▶ Dataset section:
Issue #19573, opened 2022-03-30
IPC::Open3 - Fails if STDOUT is not opened to fileno 1 in caller


dfskoll:
If STDOUT is not open with fileno 1, then IPC::Open3 can fail.  For example, if STDOUT is opened for in-memory I/O, then its fileno is -1 and the file descriptors in the child process are not duplicated properly.  The attached test program illustrates the issue; expected output is:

▶ Work order: Each line above needs to be written out again exactly.

▶ Your response:
Issue #19573, opened 2022-03-30
IPC::Open3 - Fails if STDOUT is not opened to fileno 1 in caller


dfskoll:
If STDOUT is not open with fileno 1, then IPC::Open3 can fail.  For example, if STDOUT is opened for in-memory I/O, then its fileno is -1 and the file descriptors in the child process are not duplicated properly.  The attached test program illustrates the issue; expected output is:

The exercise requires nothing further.